Ia menilai sistem UMK menciptakan masalah nyata. Perbedaan upah antar daerah dalam satu kawasan industri kerap besar, seperti antara Purwakarta dan Karawang atau antara Sumedang dan Bandung, dengan selisih mencapai Rp 500 ribu hingga Rp 1 juta. Perbedaan itu tidak mencerminkan produktivitas atau biaya hidup riil, melainkan hasil negosiasi politik lokal.
Menurut Dedi, disparitas itu jadi penyebab pabrik memindah lokasi hanya karena mempertimbangkan biaya upah yang lebih rendah. Hal ini ia nilai membawa ketidakproduktifan. “Purwakarta lari ke Karawang, Karawang lari ke Indramayu, nanti ke Jawa Tengah. Ini harus dihentikan,” ujarnya.

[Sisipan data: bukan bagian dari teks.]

PR #1207, opened 2021-11-22
Update tip for uploading files in app-request issue form

Itai-Nelken:
This isn't the best way to put it. but what I mean is that you can click on the text box to expand the regular github one and then you can upload files (not tested, but I see no reason for it not to work).

### DIFF
--- a/.github/ISSUE_TEMPLATE/app-request.yml
+++ b/.github/ISSUE_TEMPLATE/app-request.yml
@@ -32,7 +32,7 @@ body:
     attributes:
       label: Upload file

Sebagai solusi, Dedi menawarkan sistem upah sektoral nasional. Upah ditetapkan menurut jenis industri—pertambangan, energi, makanan dan minuman, serta manufaktur—dan berlaku merata di seluruh wilayah Indonesia. Ia menyebut sistem itu akan mendorong keadilan, stabilitas, serta kepastian bagi pekerja dan investor.

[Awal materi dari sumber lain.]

PR #1209, opened 2021-11-23
Update Drawing to 0.8.4

cycool29:
Fix error report from Discord.

### DIFF
--- a/apps/Drawing/install-32
+++ b/apps/Drawing/install-32
@@ -2,5 +2,5 @@
 
 #PACKAGES FOUND IN: https://launchpad.net/~cartes/+archive/ubuntu/ppa/+packages
 
-install_packages https://launchpad.net/~cartes/+archive/ubuntu/drawing/+files/drawing_0.8.3-0ubuntu1~hirsute_armhf.deb || exit 1
+install_packages https://launchpad.net/~cartes/+archive/ubuntu/drawing/+files/drawing_0.8.4-0ubuntu1~hirsute_armhf.deb || exit 1
 
--- a/apps/Drawing/install-32
+++ b/apps/Drawing/install-32
@@ -2,5 +2,5 @@
 
 #PACKAGES FOUND IN: https://launchpad.net/~cartes/+archive/ubuntu/ppa/+packages
 
-install_packages https://launchpad.net/~cartes/+archive/ubuntu/drawing/+files/drawing_0.8.4-0ubuntu1~hirsute_armhf.deb || exit 1
+install_packages https://launchpad.net/~cartes/+archive/ubuntu/drawing/+files/drawing_0.8.4-0ubuntu1~focal_armhf.deb || exit 1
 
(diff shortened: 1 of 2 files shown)


theofficialgman:
this is really prone to breakage (like every time this ppa updates)... don't you think it would be better to add the ppa?
might I suggest also to use the focal (or bionic) version to avoid any future linker errors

Ia juga menyoroti politisasi UMK saat penetapan. Dedi mengatakan penetapan upah sering dimanfaatkan kepala daerah demi popularitas menjelang pemilu atau pilkada. Dengan sistem sektoral terpusat, ruang politisasi bisa ditekan.
Wacana ini sudah disampaikan kepada Asosiasi Pengusaha Indonesia (Apindo) dan saat rapat konsultasi nasional di Bandung. Namun hingga kini, pemerintah pusat belum memberikan tanggapan resmi terhadap usulan tersebut.

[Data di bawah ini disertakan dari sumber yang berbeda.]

PR #1213, opened 2021-11-25
Fix bleachbit desktop shortcut path

mobilegmYT:
Installed bleachbit, and apprantly in newest deb they renamed the desktop shortcut. Also the non-root shortcut was removed apprantly.


Botspot:
Thanks!

PR #1234, opened 2021-12-02
import-app: Add app name to `imported_apps` when importing folder and fix bugs

cycool29:
To avoid showing `No app has been imported` when importing folders.

### DIFF
--- a/etc/import-app
+++ b/etc/import-app
@@ -103,7 +103,7 @@ if [[ "$import" == /* ]] ;then
     
   elif [ -d "$import" ];then
     #given a folder, copy it to the apps directory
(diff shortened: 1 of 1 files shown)


Botspot:
The LIST variable is generated on line 225 in all scenarios, so this fix should set the `imported_apps` variable rather than directly setting the LIST variable.

cycool29:
> The LIST variable is generated on line 225 in all scenarios, so this fix should set the `imported_apps` variable rather than directly setting the LIST variable.

Fixed.

Botspot:
Let's add imported apps to the "Imported" category once, at the bottom to avoid duplicate code.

Jika konsep ini disetujui dan diterapkan, sistem ketenagakerjaan bisa berubah total. Perlu kajian mendalam untuk mengevaluasi dampak sektor industri, perbedaan biaya hidup, dan kesiapan pelaku usaha. Sistem baru ini berpotensi menggantikan kebiasaan lama UMK berbasis wilayah.